The geometry (brace height, ATA, deflex/reflex, parallel limb design, soft or hard cam, etc) have VERY little to do with the score shot? Hmmmm...... So do you know of any perfect Field scores shot with a 28" ATA bow with a 5" brace height, parallel limbs, 3 inches of reflex and a Hard Cam? I think we could all learn by looking closely at the bows the best "operators" choose to shoot. At least we can if accuracy is our goal.


----------



## rock monkey (Dec 28, 2002)

the people that shoot the short bows REFUSE to shoot paper.


they've been convinced that their bow cant shoot more than 40yds

they refuse to shoot anything that takes the excuse factor out of the equation and place all the performance responsibility upon the archer.

they've been done a grave disservice by their dealers by only promoting one venue instead of allowing the new archer/customer to make that choice.

they also dont have the temperament needed to invest in practicing needed to get that good. archery is as much a discipline as it is a sport. compare it to any of the martial arts. you just dont walk in and expect to be breaking boards with your little toe after a week's worth of lessons.

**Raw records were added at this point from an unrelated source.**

PR #1237, opened 2025-03-31
Fix the NDI Preview Output issue introduced in 1198

Trouffman:
This PR address the following :

- Fix the bug introduced in PR #1198 
- Added a log Entry to display the configuration submitted as a one-liner

How this fix the problem ?

- The Preview-output.cpp was not, modified to reflect the changes integrated in main-output.cpp

General hope is that the 2 codebase are extremely similar (with some extra code in Preview for specifics in there)

This bring the codebase to be similar for the approach & logic on both Main output and Preview output

### DIFF
--- a/src/forms/output-settings.cpp
+++ b/src/forms/output-settings.cpp
@@ -183,15 +183,23 @@ void OutputSettings::onFormAccepted()
 
 	config->AutoCheckForUpdates(ui->checkBoxAutoCheckForUpdates->isChecked());
 
+	// Output settings for debugging & diagnosis
+	obs_log(LOG_INFO,
+		"Output Settings set to MainEnabled='%d', MainName='%s', MainGroup='%s', PreviewEnabled='%d', PreviewName='%s', PreviewGroup='%s'",
+		config->OutputEnabled, config->OutputName.toUtf8().constData(), config->PreviewOutputGroups.toUtf8().constData(), config->PreviewOutputEnabled,
+		config->PreviewOutputName.toUtf8().constData(), config->PreviewOutputGroups.toUtf8().constData());
+
 	config->Save();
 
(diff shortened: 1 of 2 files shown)


BitRate27:
It looks like your changes are indeed needed as they are the exact changes I made to [PR 1148](https://github.com/DistroAV/DistroAV/pull/1148) a couple of days ago. However, I still do not get any preview output when I run this PR on the latest master branch from obs-studio. I can select the NDI preview output in Studio Monitor, but there is no video feed. When I change to another preview scene, the NDI preview output in Studio Monitor does not change. Please let me know if have trouble duplicating this issue.
0, Get into Studio Mode
1. In Tools->DistroAV NDI Settings, check Preview Output
2. Enter "OBS Preview" for the name
3. Select OK
4. Open NDI Studio Monitor
5. Select your local machine, and select "OBS Preview" (this being available is indicative of the NDI sender being created)
6. Error 1: the display does not change and does not match what is shown in the Preview window in OBS
7. In OBS select another scene
8. Error 2: the display does not change and does not match what is shown in the Preview window in OBS

BitRate27 (approved):
I tested this last change by: 
1. turning off main output, changing video resolution in settings, turning main back on.
2. turning off main output, changing color format in settings, , turning main back on.
3. changing profiles without turning off main output.
4. Used empty Main Output and Preview Output names.
No longer crashes on changes!

Trouffman:
Can you confirm that your initial reply in this thread was only when using the latest master branch of OBS ?

BitRate27:
The issue with preview output mentioned above was only seen with the master branch of obs-studio cloned on March 31, 2025. I did not see the issue and verified this PR by installing the .dll generated in the CI actions, on the 31.0.3 release of OBS Studio.

Issue #613, opened 2021-01-25
NDI source output filter does not recognize size changes from crop filter


TimPeterson:
Steps:
1. Create a scene with one source, for example an image.
2. Add a Crop/Pad filter to the image source, e.g. cropping from 1920x1080 down to 1280x720.
3. Add an NDI filter output to the image source.
4. View the NDI output in Studio Monitor.

Expected result:
Studio Monitor shows a 1280x720 signal with the cropped image, the same as shown within OBS.

Actual result:
Studio Monitor shows a 1920x1080 signal with the cropped 1280x720 image in the upper left corner of the frame.

Using obs-ndi 4.9.0 with OBS 26.1.1 on Windows 10 1909.

Trouffman:
Thanks for reporting and providing steps to reproduce.

Closing old issues.
Please use the latest version of DistroAV / OBS and open a new issue if this persist.

markusloffler:
I can reproduce this problem with OBS 31.0.3 on MacOS and DistroAV 6.0.0

BitRate27:
What are the exact numbers you put into the Crop/Pad filter?
Relative?
x?
y?
width?
height?

markusloffler:
Let's say I have a capture source of a window that has the size 1000 x 500. I set the crop filter to Left = 0, Top = 0, Right = 300, Bottom = 0. Then the NDI stream still has the size 1000 x 500, not 700 x 500. On the right side of the video stream, the pixels are just set to black with a width of 300.
It doesn't matter if the crop filter is before or after the NDI output.

BitRate27:
This is fixed in https://github.com/DistroAV/DistroAV/pull/1239 . It is a requirement that in order for the NDI output to be cropped, the Dedicated NDI output filter must be after/below the Crop/Pad filter in the list.

markusloffler:
Thanks a lot for the quick fix. Happy to help with testing.

This is what I get:
- Crop filter after NDI output: Behavior as before
- Crop filter before NDI output: Black output

BitRate27:
Does the size of the feed look correct? I saw the black screen with my own build of obs-studio but worked fine on a 31.0.3 install.

markusloffler:
Yes, size is correct (checked with NDI Video Monitor)

markusloffler:
FYI: For testing, I copied distroav.plugin from artifacts to ~/Application Support/obs-studio/plugins and enabled it with xattr -d com.apple.quarantine

[...]

Issue #969, opened 2024-01-28
[Bug]: 


Krisiries:
### Operating System Version

Windows 10 22H2

### CPU

Ryzen 7 5800X

### GPU

RTX 3080

### NDI Devices

OBS plugin only

### OBS Version

30.0.2

### OBS Installation Method

windows executable

### OBS-NDI Version

4.13

### OBS-NDI Installation Method

windows executable

### [Extra] Installation Steps

Source clone was used for testing, but is not required to achieve this effect.

### OBS Log [URL]

https://obsproject.com/logs/zJrZOCGriRB8EQdW

### NDI Version

5.6.0.0

### Describe the bug

When a scaling filter is applied before the NDI filter, NDI ignores the new size of the frame, and transmits the original size.

For example: if a 2560x1440 source has a scaling filter to 1280x720, then an NDI filter is applied, the client computer receives a frame that is 75% transparent with the actual content located in the top left, regardless of position of the source.

Host computer with main screen and scaled clone of main screen shown:
![image](https://github.com/obs-ndi/obs-ndi/assets/640422/c29fb40c-1734-4af8-8815-d9ec80ac1640)
Client computer with 720p preview and empty received frame shown:
![image](https://github.com/obs-ndi/obs-ndi/assets/640422/35c07ca9-4b4e-4579-9b8f-241c07c0ab9f)

### Steps to reproduce the problem

1. Create a source that is either a source clone of current scene or copy of another scene.
2. Apply a "Scaling/Aspect Ratio" filter to the new source
3. Apply the "NDI Output" filter to the same source, below it in the list
4. Attach a client pc to the "NDI Output" filter
5. Frame received is the original size of the source created in step 1 

### Expected behavior

Frame size should be consistent with the "Scaling/Aspect Ratio" sizing if the "NDI Output" filter falls after the scaling filter.

Krisiries:
Tested with a build that changes lines 166 and 167 in _obs-ndi-filter.cpp_. 

To get the post-filter resolution, width and height instead of base width and height would need to be grabbed, however both of these solutions are making an assumption that the NDI filter is first (in the current implementation) or the filter is last (in my test):

If NDI Output filter is before scaling (current implemenation):
	uint32_t width = obs_source_get_base_width(target);
	uint32_t height = obs_source_get_base_height(target);

If NDI Output is after scaling (test fix for my local use):
	uint32_t width = obs_source_get_width(target);
	uint32_t height = obs_source_get_height(target);

[...]

PR #1239, opened 2025-04-04
Use previous filter as source for dedicated NDI output filter

BitRate27:
This PR fixes a problem reported in https://github.com/DistroAV/DistroAV/issues/613. The NDI output filter was not using the cropped image output from the Crop/Pad filter before it in the filter list. The fix was as simple as getting the target source (previous filter output) from OBS, instead of the parent source (the actual source).

Verified the size of the NDI output from OBS changes as the size of the crop changes in OBS. Also removed the Crop/Pad filter and verified the full source size was output over NDI.


Trouffman (dismissed):

Trouffman:
This is pretty crazy the fix was that simple!

Reading the doc for this totally makes sense.

Trouffman:
@BitRate27 can you check if this would have an impact/solution on this : https://github.com/DistroAV/DistroAV/issues/969

BitRate27:
The user who reported the problem, tried out this fix and sees a black NDI feed output. I can also duplicate this problem. After further investigation, it seems our use of the medio-io/video non-public API makes this solution unusable.

Trouffman:
@BitRate27 maybe this would be a good start to steer away from the non-public/undocumented media-io/video API.

You can get in it in this PR or create a new one and close this one.

Trouffman:
THis has been managed in #1343

PR #1251, opened 2025-04-23
Update Plugin dependencies to OBS-Deps 2025-03-06

Trouffman:
This PR is "ahead" of the obs-plugin-template but relies only on tagged release by master OBS Project.

- Prebuilt & QT6 pre-built : 2025-03-06

This is aimed to stay as close as possible to OBS Studio and be ready (or contribute to the obs-plugintemplate)

This is not intended to be merged until fully tested to not move away too much from the obs-plugintemplate.


Trouffman:
Too many changes in the same PR would create confusion. changes will be split in their respective PR.

Trouffman:
This PR now focus only on the new deps update.

Note : this will require to squash all commit messages as well

Trouffman:
This PR is deprecated in favor of #1318

PR #40, opened 2025-10-31
Compatibility layer for different CUB versions

scal444:
Also removed some typenames that are not needed with modern C++/CUDA

### DIFF
--- a/src/utils/CMakeLists.txt
+++ b/src/utils/CMakeLists.txt
@@ -50,5 +50,5 @@ target_link_libraries(openmp_helpers PRIVATE OpenMP::OpenMP_CXX)
 target_include_directories(openmp_helpers INTERFACE ${CMAKE_CURRENT_SOURCE_DIR})
 
 add_library(cub_helpers INTERFACE)
-target_link_libraries(host_vector INTERFACE CUDA::cudart)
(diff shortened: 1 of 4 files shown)


src/utils/CMakeLists.txt
```diff
@@ -48,3 +48,7 @@ target_include_directories(nvtx INTERFACE ${CMAKE_CURRENT_SOURCE_DIR})
 add_library(openmp_helpers openmp_helpers.cpp)
 target_link_libraries(openmp_helpers PRIVATE OpenMP::OpenMP_CXX)
 target_include_directories(openmp_helpers INTERFACE ${CMAKE_CURRENT_SOURCE_DIR})
+
+add_library(cub_helpers INTERFACE)
```
evasnow1992, line 52: Do we need to link cub_helpers to bfgs library defined in src/minimizer/CMakeLists.txt in order to use it in bfgs_minimize.cu?

evasnow1992 (approved):
Thank you for adding the function alias. Just one comment regarding linking the new library to bfgs library. The other changes look good to me.

src/utils/CMakeLists.txt
scal444: Done

Issue #3, opened 2025-09-11
Build fails with CUDA 12.8 + libcudacxx: cuda/std/span not found + massive cub/thrust conflicts


cab-tokoron:
**Build fails with CUDA 12.8 + libcudacxx: cuda/std/span not found + massive cub/thrust conflicts**

I'm trying to build nvMolKit in a clean conda environment using CUDA 12.8 and libcudacxx installed to `/usr/local/cuda/include`. Despite confirming that `cuda/std/span` exists, the build fails with hundreds of errors related to `cub`, `thrust`, and libcudacxx internal types.

### Environment:
- OS: Linux Mint 21.3
- GPU: NVIDIA RTX 2060
- CUDA Toolkit: 12.8
- libcudacxx: cloned from GitHub and installed to `/usr/local/cuda/include`
- Python: 3.10 (via conda)
- nvMolKit: latest from GitHub
- CMake: 3.26
- Compiler: nvcc from CUDA 12.8

### What I tried:
- Verified `cuda/std/span` exists
- Added `include_directories(/usr/local/cuda/include/cuda/std)` to CMakeLists.txt
- Tried setting `CMAKE_CUDA_FLAGS` and `add_definitions(-DCUB_DISABLE)` etc.
- Commented out `#include <cuda/std/span>` in `device_vector.h`
- Attempted to isolate libcudacxx headers inside the conda environment
- All attempts resulted in hundreds of errors like:

/usr/local/cuda/include/cub/thread/thread_reduce.cuh(71): error: namespace "cuda::std" has no member "__accumulator_t" 
/usr/local/cuda/include/cuda/std/detail/libcxx/include/cmath(679): error: duplicate specifier in declaration 
/usr/local/cuda/include/thrust/tuple.h(216): error: expected a ";" 
...

### Summary:
It seems nvMolKit currently cannot be built against CUDA 12.8 + libcudacxx due to deep conflicts between libcudacxx and other CUDA headers (cub, thrust, etc.). If there's a recommended configuration or workaround, I'd be happy to test it.

Thanks for your work on this project!

cab-tokoron:
Thanks for the follow-up and for trying to reproduce the issue.

To clarify my setup:

- OS: Linux Mint 21.3 (based on Ubuntu 22.04)
- CUDA Toolkit: 12.8 (installed via `.run` installer from NVIDIA's website)
[...]

PR #43, opened 2025-11-05
Add automatic detection and support for external CCCL

evasnow1992:
Add automatic CMake detection for external CCCL installations (e.g., from conda), enabling users to leverage newer Thrust/CUB features while maintaining backward compatibility.

- Create `cccl_interface` library that wraps CCCL::CCCL when version >= 3.0.0
- Add `NVMOLKIT_HAS_CCCL_GE_3` macro based on CMake detection (not CUDART_VERSION)
- Use `cuda::maximum<>`/`cuda::std::plus<>` for CCCL >= 3.0.0, `cub::Max`/`cub::Sum` otherwise
- Suppress deprecation warnings for CCCL 2.x compatibility
- Simplify linking and add clear status messages about CCCL source

Tested with: no CCCL (CUDA 12.6 bundled), conda CCCL 3.1.1, 3.0.0, and 2.8.5.


scal444:
Looks great! @pechersky FYI, finishing #3

PR #47, opened 2025-11-24
CCCL cleanup and minor utilities improvement

scal444:
* Ran cmake-format, most of the changes here are formatting
* Added hint for CCCL to look in the CUDA installation
* Added extra conditional on CCCL macros
* Changed host_vector to only resize on increase, not decrease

they've been pressured by their friends and society as a whole that if it's THE most expensive, you'll be THE best. $2000 dollars of equipment and $2 of talent cant win a national title.

many of the 'sheeple' remind me of kids 'expressing their individuality' by dressing the same. figure that one out.


----------



## Jabwa (Dec 10, 2004)

I have seen some shooting short bows at Field, but have not heard of any of them shooting a perfect score.
Okay, so anyone shot a 559 shooting a short bow with a low brace height and speed cams?
How about a 558?


----------



## Spoon13 (Feb 20, 2007)

Jesse and Reo have shot theirs with Spirals, so there is a "speed cam" for ya.


----------



## Rattleman (Jul 6, 2004)

Ask Ronny Lewis of Virginia. His son shot a perfect at Southern MAryland Archers about 5 years ago. we were shooting a 14 target range twice and I believe it was done during a Field round but not sure.


----------



## TobyR. (Jul 31, 2005)

Jabwa said:


> I think we could all learn by looking closely at the bows the best "operators" choose to shoot. At least we can if accuracy is our goal.


I'm sure that you could learn from the choice of equipment that the best operators choose.... I'm just saying that you can learn much more by looking closely at how they operate said equipment choice...:wink:


----------



## Jabwa (Dec 10, 2004)

I have sat behind the pro line at Vegas and done just that. It taught me that each shooter had a set time after coming to full draw at which the bow went off, which indicated to me that the release is not a "surprise" but rather, "expected but not anticipated".
Other than that, there is lots of variation, which told me that everyone is different and those who "copy the pros" are going in the wrong direction. Perhaps the same is true of bows.
The purpose of this thread was to see if the geometry of the bow has anything to do with the difference between a "great" archer and a "perfect" archer.


----------



## mike 66 (Jan 21, 2010)

check out ANN HOYT i think she still holds the worlds record .


----------



## rock monkey (Dec 28, 2002)

i dont want to pick on a family, but let's take michelle ragsdale for example.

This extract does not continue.